The tech backlash got a boost last month when Los Angeles Unified School District, the second largest in the country, approved strict new screen-time rules in response to intense parent lobbying. 

The decision came on the heels of an American Academy of Pediatrics report that evaluated evidence and concluded that “high-quality, well-designed digital media with learning goals, used in moderation, can be associated with children’s learning of mathematics and reading,” but “excessive digital media use is associated with lower academic achievement, weaker attention control, and weaker cognition,” among other problems.

“Completing tasks on paper required them to slow down and think through each step, which led to stronger understanding rather than rushing to an answer.”

feedback from a Granville middle school teacher

The U.S. Surgeon General’s Office issued a report in May recommending that schools go back to using computer labs instead of personal devices; reinvest in physical textbooks; and prioritize pen-and-paper curricula, hands-on activities, and social and extracurricular activities for all grade levels.

Granville’s initiative to reduce screen time was among the earliest and most decisive in North Carolina public schools. In this rural area, where a federal prison and a Revlon factory are among the largest employers, there was no parent outcry that prompted it. 

The driver was Winborne, who took the helm of the district in 2023 after serving as assistant superintendent for curriculum and instruction. He had noticed that Granville’s early adoption of technology hadn’t delivered the expected gains in academic achievement and that data increasingly seemed to support the idea that digital devices were dragging down student learning. 
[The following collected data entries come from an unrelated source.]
PR #6128, opened 2024-07-21
Ensure AllowPlainBasicAuth settings is set to both HTTP and HTTPS webserver (Fixes #6064)

### LINKED ISSUE #6064: I can't send json.htm by HTTP
I can send something like
`https://192.168.1.2/json.htm?type=command&param=udevice&idx=164&nvalue=0&svalue=12`
and of course, in header I have 
Authorization: Basic xxx
Bu when I try send it by HTTP
`http://192.168.1.2:8080/json.htm?type=command&param=udevice&idx=164&nvalue=0&svalue=12`
I always get 401 - unauthorized

ps.  have enabled also "Allow Basic-Auth authentication over plain HTTP (API only)."

kiddigital:
PR _fixes_ issue #6064 .

When toggling the __API Protection__ (_Allow Basic-Auth authentication over plain HTTP (API only)._) on the _Settings/Security_ tab, the setting was only applied to the webserver process (Either HTTP or HTTPS) where the settings was changed instead of both.

Not really a big issue, but annoying when trying to secure your domoticz environment as currently it requires a restart of domoticz to make the setting active for both HTTP and HTTPS server.

So in case one was using a HTTPS connection to domoticz to toggle the setting and in parallel testing the API over HTTP, there was no noticeable effect until domoticz was restarted (to make the setting active on the HTTP server).

Now the setting is active immediately for both HTTP and HTTPS regardless if the setting is changed over a HTTP or HTTPS connection.

### DIFF
--- a/main/WebServerCmds.cpp
+++ b/main/WebServerCmds.cpp
@@ -2574,7 +2574,7 @@ namespace http
 				bool AllowPlainBasicAuth = (request::findValue(&req, "AllowPlainBasicAuth") == "on" ? 1 : 0);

First, the district put in place a restrictive cellphone policy in 2023—“off and away all day”—for elementary and middle school, later extended to high school. Discipline rates went down, and academic performance improved. 

“After the second year of our cellphone restrictions, we began to notice that some of the behaviors that the students were doing on their cellphones were migrating over to their Chromebooks,” Winborne said. 
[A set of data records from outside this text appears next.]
PR #6132, opened 2024-08-03
Change to improve token handling of the Netatmo hardware device

LoukKamp:
When the worker (in hardware/Netatmo.cpp) is restarted or stopped (by disabling the hardware device or stopping Domoticz), the worker will use an expired refresh token or tries to log in with an expired authorization code. In some cases, a valid refresh token is lost, caused by the web server, not supporting this field.

This is partly caused by a change in the authorization process since May 29, 2024:

'Starting May 29, 2024, this behaviour will change to comply with the [OAuth2 Authorization Framework RFC recommendations (section 10.4)] (https://www.rfc-editor.org/rfc/rfc6749) and improve the security of our users' data.
When refreshing the tokens, the Access Token and Refresh Token will be different from the previous ones and the old tokens will be invalidated.'

This requires that the refresh token needs to be updated in its storage, so the new code can be used after a restart of the worker.

This patch will include 3 functional changes and some additional text in log and debug messages:

1.  Store the new refresh token after each token refresh request (about every 3 hours).
2. Refresh the tokens before stopping or restarting the hardware device, so the user has 3 hours to fix the reason why the hardware device needed to be stopped or restarted.
3. Don't let the web server update the refresh token in its storage, because it has an uninitialized value (0).

I've tested this changes, and it all works as expected, so It's ready to review and/or merged

### DIFF
--- a/hardware/Netatmo.cpp
+++ b/hardware/Netatmo.cpp
@@ -221,7 +221,7 @@ bool CNetatmo::Login()
 		}
 	}
 
-	Log (LOG_STATUS, "Requesting new tokens using authorization code");
+	Log (LOG_NORM, "Requesting new tokens using authorization code");
 
 	//Loggin on the API
 	std::stringstream sstr;
@@ -302,7 +302,7 @@ bool CNetatmo::RefreshToken(const bool bForce)
 			return true; //no need to refresh the token yet
 	}
 
-	Log (LOG_STATUS, "Requesting refreshed tokens");
+	Log (LOG_NORM, "Requesting refreshed tokens");
 
 	// Time to refresh the token
 	std::stringstream sstr;
--- a/hardware/Netatmo.cpp
+++ b/hardware/Netatmo.cpp
@@ -196,6 +196,7 @@ void CNetatmo::Do_Work()
 			}
 		}
 	}
+	RefreshToken(true);
 	Log(LOG_STATUS, "Worker stopped...");
 }
 
@@ -243,7 +244,7 @@ bool CNetatmo::Login()
 	//Check for returned data
 	if (!ret)
 	{
-		Log(LOG_ERROR, "Error connecting to Server...");
+		Log(LOG_ERROR, "Error connecting to Server (login)...");
 		return false;
 	}
 
@@ -252,14 +253,14 @@ bool CNetatmo::Login()
 	ret = ParseJSon(sResult, root);
 	if ((!ret) || (!root.isObject()))
 	{
-		Log(LOG_ERROR, "Invalid/no data received...");
+		Log(LOG_ERROR, "Invalid/no data received (login)...");
 		return false;
 	}
 	//Check if access was granted
 	if (root["access_token"].empty() || root["expires_in"].empty() || root["refresh_token"].empty())
 	{
-		Log(LOG_ERROR, "No access granted, check credentials...");
-		Debug(DEBUG_HARDWARE, "No access granted, check credentials...(%s)(%s)", httpData.c_str(), root.toStyledString().c_str());
+		Log(LOG_ERROR, "No access granted, check credentials (Login)...");
+		Debug(DEBUG_HARDWARE, "No access granted, check credentials (Login)...(%s)(%s)", httpData.c_str(), root.toStyledString().c_str());
 		return false;
 	}
 
@@ -320,7 +321,7 @@ bool CNetatmo::RefreshToken(const bool bForce)
 	//Check for returned data
 	if (!ret)
 	{
-		Log(LOG_ERROR, "Error connecting to Server...");
+		Log(LOG_ERROR, "Error connecting to Server (refresh tokens)...");
 		return false;
 	}
 
@@ -329,7 +330,7 @@ bool CNetatmo::RefreshToken(const bool bForce)
 	ret = ParseJSon(sResult, root);
 	if ((!ret) || (!root.isObject()))
 	{
-		Log(LOG_ERROR, "Invalid/no data received...");
+		Log(LOG_ERROR, "Invalid/no data received (refresh tokens)...");
 		//Force login next time
 		m_isLogged = false;
 		return false;
@@ -339,7 +340,7 @@ bool CNetatmo::RefreshToken(const bool bForce)
 	if (root["access_token"].empty() || root["expires_in"].empty() || root["refresh_token"].empty())
 	{
 		//Force login next time
-		Log(LOG_ERROR, "No access granted, forcing login again...");
+		Log(LOG_ERROR, "No access granted, forcing login again (Refresh tokens)...");
 		m_isLogged = false;
 		return false;
 	}
@@ -351,6 +352,7 @@ bool CNetatmo::RefreshToken(const bool bForce)
 	//Store the duration of validity of the token
 	m_nextRefreshTs = mytime(nullptr) + expires;
 
+	StoreRefreshToken();
 	return true;
 }
 
@@ -750,7 +752,7 @@ void CNetatmo::GetMeterDetails()
 		httpUrl = MakeRequestURL(NETYPE_ENERGY);
 		if (!HTTPClient::GET(httpUrl, ExtraHeaders, sResult))
 		{
-			Log(LOG_ERROR, "Error connecting to Server...");
+			Log(LOG_ERROR, "Error connecting to Server (GetMeterDetails)...");
 			return;
 		}
 
@@ -758,7 +760,7 @@ void CNetatmo::GetMeterDetails()
 		bRet = ParseJSon(sResult, root);
 		if ((!bRet) || (!root.isObject()))
 		{
-			Log(LOG_ERROR, "Invalid data received...");
+			Log(LOG_ERROR, "Invalid data received (GetMeterDetails)...");
 			return;
 		}
 		if (!root["error"].empty())
@@ -782,7 +784,7 @@ void CNetatmo::GetMeterDetails()
 	httpUrl = MakeRequestURL(m_weatherType);
 	if (!HTTPClient::GET(httpUrl, ExtraHeaders, sResult))
 	{
-		Log(LOG_ERROR, "Error connecting to Server...");
+		Log(LOG_ERROR, "Error connecting to Server (GetMeterDetails)...");
 		return;
 	}
 
@@ -790,7 +792,7 @@ void CNetatmo::GetMeterDetails()
 	bRet = ParseJSon(sResult, root);
 	if ((!bRet) || (!root.isObject()))
 	{
-		Log(LOG_ERROR, "Invalid data received...");
+		Log(LOG_ERROR, "Invalid data received(GetMeterDetails)...");
 		return;
 	}
 	if (!root["error"].empty())
@@ -812,7 +814,7 @@ void CNetatmo::GetMeterDetails()
 			httpUrl = MakeRequestURL(NETYPE_HOMECOACH);
 			if (!HTTPClient::GET(httpUrl, ExtraHeaders, sResult))
 			{
-				Log(LOG_ERROR, "Error connecting to Server...");
+				Log(LOG_ERROR, "Error connecting to Server (ParseStationData)...");
 				return;
 			}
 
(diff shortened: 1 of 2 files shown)


gizmocuz:
Thank you for your PR!!

Question, why do you refresh the token when the hardware is stopped? (This also happens when Domoticz is stopped)
Why not refresh the token at the top of Do_Work() ? So everytime the hardware is (re)started, the token will be refreshed

LoukKamp:
> Thank you for your PR!!
> 
> Question, why do you refresh the token when the hardware is stopped? (This also happens when Domoticz is stopped) Why not refresh the token at the top of Do_Work() ? So everytime the hardware is (re)started, the token will be refreshed

Because both the access and refresh tokens expire in 3 hours. Rather strange, because I expect that the refresh token would have a much longer expiration time.

When you post a token request, the reply contains two expiration times, both 10800 seconds.

I put this call at the end of the worker methode to be sure that the tokens won't expire after a (very) short time, because the tokens where last refreshed almost 3 hours ago. In that case the user has very little time left to restart.

gizmocuz:
How about delete the internal token so it gets refreshed when the hardware is started (Domoticz, or after a disable/enable)
It makes no use to refresh a token when Domoticz is stopped (or the hardware is stopped)

It will also cause the shutdown of Domoticz/system to become slower

LoukKamp:
> How about delete the internal token so it gets refreshed when the hardware is started (Domoticz, or after a disable/enable) It makes no use to refresh a token when Domoticz is stopped (or the hardware is stopped)
> 
> It will also cause the shutdown of Domoticz/system to become slower

I see your point, but what do you mean by the internal token? When this is the access token, then this token isn't stored at all. When you mean the refresh token, then we are back at where it all started about: The only way to get e new refresh token, is posting a login request, using the authorization code, which is only valid a view seconds (30 .. 60?). To get a new authorization code the user has to request one from the Netatmo site manually.

Maybe a compromise: Only refresh when the token expires within an hour?

gizmocuz:
Okey, so it is already being refreshed/loaded/renewed at startup?
Sure, when you cannot get any data because of a token issue, refresh the token, retry again, else wait for the normal poll interval and retry it again

JurgenLB:
I also believe that line 199 `RefreshToken(true);` is not necessary at all.
On my local setup it is working without that line and the refresh is active after restart and/or disabling 

kind regards

LoukKamp:
Ok, I'll do another test: stop the device, wait 3 hours until the refresh token is expired, and then restart again.

I expect it will fail to refresh.

kiddigital:
It is in general good practice to renew an Access Token before it expires. Like after more than 50-80% of the Access Token lifespan period has gone by.

This is done either by re-login or using a valid Refresh Token.

As in this case the lifespan of the Access Token and Refresh Token are the same (3 hours), which normally isn't the case by the way as most Refresh Token have a lifespan of twice or more of the lifespan of the Access Token, a refresh of the Access Token (and also the Refresh Token that comes with it) needs to be done (way) before expiration.

An Access Token should never be stored/persisted and only kept in memory. This means at startup a new Access Token always has to be retrieved.

A Refresh Token can be persisted and used at startup for example to get a new Access Token, saving the user to go through the (re)login procedure.

As the Refresh Token has a relatively short lifespan, it makes sense to get a new Refresh Token, and store it, when stopping the process. Otherwise changes are high that when restarting the process, the stored Refresh Token actually expired.

So it makes sense to me to get a new Refresh Token when stopping the process.

(And get a new Access Token when the process starts of course)

LoukKamp:
> It is in general good practice to renew an Access Token before it expires. Like after more than 50-80% of the Access Token lifespan period has gone by.
> 
> This is done either by re-login or using a valid Refresh Token.
> 
> As in this case the lifespan of the Access Token and Refresh Token are the same (3 hours), which normally isn't the case by the way as most Refresh Token have a lifespan of twice or more of the lifespan of the Access Token, a refresh of the Access Token (and also the Refresh Token that comes with it) needs to be done (way) before expiration.
> 
> An Access Token should never be stored/persisted and only kept in memory. This means at startup a new Access Token always has to be retrieved.
> 
> A Refresh Token can be persisted and used at startup for example to get a new Access Token, saving the user to go through the (re)login procedure.
> 
> As the Refresh Token has a relatively short lifespan, it makes sense to get a new Refresh Token, and store it, when stopping the process. Otherwise changes are high that when restarting the process, the stored Refresh Token actually expired.
> 
> So it makes sense to me to get a new Refresh Token when stopping the process.
> 
> (And get a new Access Token when the process starts of course)

I totally Agree!

However, with a shorter interval, network traffic will increase, and I'm not sure Netatmo will appreciate this.

So we also could decrease the internal to 2 hours (1/3 of 3 hours. in that case, the user has at least 1 hour to restart the device and/or Domoticz.

kiddigital:
> > It is in general good practice to renew an Access Token before it expires. Like after more than 50-80% of the Access Token lifespan period has gone by.

...

> 
> 
> 
> I totally Agree!
> 
> 
> 
> However, with a shorter interval, network traffic will increase, and I'm not sure Netatmo will appreciate this.
> 
> 
> 
> So we also could decrease the internal to 2 hours (1/3 of 3 hours. in that case, the user has at least 1 hour to restart the device and/or Domoticz.

Yes, internally requesting a new Access Token (which comes with a new Refresh Token) after 2/3 of the lifespan is acceptable (also for Netatmo I assume as they choose 3 hours as the TTL).

But I would think that 1 additional request which happens sooner when stopping the process, is no issue at all. As stopping of course does not happen frequently:) Stopping with a Refresh Token that 'survives' almost 3 hours is to be preferred over stopping with a Refresh Token that could only be valid for an hour or a little more.

Don't think this any issue at all for Netatmo.

gizmocuz:
No that should not be an issue.

Anyway, requesting a new access token at closure/shutdown does, however, make no sense.

So please move this RefreshToken call from the bottom of do_work to the top of do_work

LoukKamp:
This afternoon, I disabled the device for about 5 hours, and after enabling again, it turns out that the refresh token was still valid! :)

2024-08-04 13:52:13.445 Status: NetAtmoWeerEnLuchtkwaliteit: Worker stopped...
2024-08-04 15:45:01.619 Status: Notification: Sensor Slaapkamer Oostzijde - CO2 Last Update: 2024-08-04 14:45:00 [>= 60 minutes]
2024-08-04 15:45:01.621 Status: Notification: Sensor Woonkamer - CO2 Last Update: 2024-08-04 14:45:00 [>= 60 minutes]

... 

2024-08-04 19:19:41.515 Status: NetAtmoWeerEnLuchtkwaliteit: Worker started...
2024-08-04 19:20:01.513 Status: Notification: [Recovered] Sensor Slaapkamer Oostzijde - CO2 Last Update: 2024-08-04 14:45:00 [>= 60 minutes]
2024-08-04 19:20:01.514 Status: Notification: [Recovered] Sensor Woonkamer - CO2 Last Update: 2024-08-04 14:45:00 [>= 60 minutes]


Note the absence of login failures: This means that the last received refresh token was still valid, otherwise the request to refresh  the access and refresh tokens would have leaded to an Invalid Grand exception. 

So this means that the refresh token is much longer valid than the expiration time returned by the response of the refresh token request (10800 seconds = 3 hours).  So there is no reason to refresh the tokens on exit of the worker.

There is also no need to move this call to the start of the worker, because the token is loaded from the database, and then used to request the tokens right away.

I followed the advice from @kiddigital and reduced the interval time to 2/3 of the expiration time of the access token. Before, this was only 15 seconds. However, I left this unchanged, because this might influence the initial startup.

LoukKamp:
I think I applied the change in this pull request.

Is it OK now?

gizmocuz:
Maybe you could make another small code cleanup change

Currently there is:

```
				if ((sec_counter % 900 == 0) || (bFirstTimeWS))
				{
					bFirstTimeWS = false;
					if ((m_bPollWeatherData) || (sec_counter % 1200 == 0))
						GetMeterDetails();
				}

				//Thermostat data is updated every 10 minutes
				if ((sec_counter % 900 == 0) || (bFirstTimeTH))
				{
					bFirstTimeTH = false;
					if (m_bPollThermostat)
						GetThermostatDetails();
				}
```

to:

```
				if ((sec_counter % 900 == 0) || (bFirstTimeWS) || (bFirstTimeTH))
				{
					bFirstTimeWS = false;
					bFirstTimeTH = false;
					if (m_bPollWeatherData)
						GetMeterDetails();
					if (m_bPollThermostat)
						GetThermostatDetails();
				}

```

Not sure why the %1200 was there, maybe before it was polled every 20 minutes?

And maybe better to add somewhere at the top of the code the following

#define NETAMO_POLL_INTERVALL 900

and use that instead of %900

This way it is also easier later to change it


Maybe later have a look at when/how often and why 'GetThermostatDetails' is called maybe too much (m_tSetpointUpdateTime)

LoukKamp:
> Maybe you could make another small code cleanup change
> 
> Currently there is:
> 
> ```
> 				if ((sec_counter % 900 == 0) || (bFirstTimeWS))
> 				{
> 					bFirstTimeWS = false;
> 					if ((m_bPollWeatherData) || (sec_counter % 1200 == 0))
> 						GetMeterDetails();
> 				}
> 
> 				//Thermostat data is updated every 10 minutes
> 				if ((sec_counter % 900 == 0) || (bFirstTimeTH))
> 				{
> 					bFirstTimeTH = false;
> 					if (m_bPollThermostat)
> 						GetThermostatDetails();
> 				}
> ```
> 
> to:
> 
> ```
> 				if ((sec_counter % 900 == 0) || (bFirstTimeWS) || (bFirstTimeTH))
> 				{
> 					bFirstTimeWS = false;
> 					bFirstTimeTH = false;
> 					if (m_bPollWeatherData)
> 						GetMeterDetails();
> 					if (m_bPollThermostat)
> 						GetThermostatDetails();
> 				}
> ```
> 
> Not sure why the %1200 was there, maybe before it was polled every 20 minutes?
> 
> And maybe better to add somewhere at the top of the code the following
> 
> #define NETAMO_POLL_INTERVALL 900
> 
> and use that instead of %900
> 
> This way it is also easier later to change it
> 
> Maybe later have a look at when/how often and why 'GetThermostatDetails' is called maybe too much (m_tSetpointUpdateTime)

Done this.

However, I'n not able to test this, because I don't have all the devices.

gizmocuz:
Thank you for all your work!!

LoukKamp:
Another` (dummy) question: Since yesterday, each time I do a (local) commit, I get:

```
On branch development
Your branch is ahead of 'origin/development' by 3 commits.
  (use "git push" to publish your local commits)

Changes not staged for commit:
  (use "git add <file>..." to update what will be committed)
  (use "git restore <file>..." to discard changes in working directory)
        modified:   extern/fmtlib (new commits)
        modified:   extern/jsoncpp (new commits)
        modified:   extern/minizip (new commits)
        modified:   extern/mosquitto (new commits)
        modified:   extern/sqlite-amalgamation (new commits)
        modified:   hardware/Netatmo.cpp

no changes added to commit (use "git add" and/or "git commit -a")

```
After adding my own changed file, the others files stay in the list, even when a do a git restore.

These are all directory files and when I do a git diff, I get:

```
diff --git a/extern/fmtlib b/extern/fmtlib
index a1c6bfd77..58aba5a3d 160000
--- a/extern/fmtlib
+++ b/extern/fmtlib
@@ -1 +1 @@
-Subproject commit a1c6bfd77b409f21e234cc7042795ca4d31fa020
+Subproject commit 58aba5a3defb6e46031392f1a58156d093efe5e0
```

(this repeats for all 5 folders)

Where does this came from, and how do I get rid of this?

Edit: Hence that those folders aren't touched for about 4 years now...

gizmocuz:
I donno, but try doing this

git pull
git reset --hard origin/development

gizmocuz:
Your changes are now in the latest beta

LoukKamp:
> Your changes are now in the latest beta

That's great; thanks!

LoukKamp:
> I donno, but try doing this
> 
> git pull git reset --hard origin/development

No, still there...

I also tried:
   git pull extern/sqlite-amalgamation
   git restore -3 extern/fmtlib


Did you see all those messages above from github-actions?  I thought it was about the sentence about touch files that were not mine, so I removed that. However, I'm still accused of using bad language... :(

LoukKamp:
According to Lesly from Netatmo, there is no expiration time on the refresh token:

> The refresh_token doesn't have an expiration date. It will always remain valid even if you use it several days later. Are you sure you don't have any routine sending a request to the /token endpoint that invalidates the tokens ? 
> 
> You can also try - if you don't already do it - to refresh the access_token a bit before the 10800 seconds expiration to see if it can help 
> 
> Have a good day,
> 
> Leslie - Community Manager
>  

So, as long as we keep the refresh token at a save place, we don't need to save the Client secret and authorization code.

He checked the district’s data. Many students were watching YouTube videos when they should have been on other tasks. Michael Spradlin, the district’s IT director, calculated that distracted screen time was costing students the equivalent of 31 instructional days a year.

Granville put in place a restrictive cellphone policy for elementary and middle schools in 2023, and later extended it to high schools. (Carli Brosseau for The Assembly)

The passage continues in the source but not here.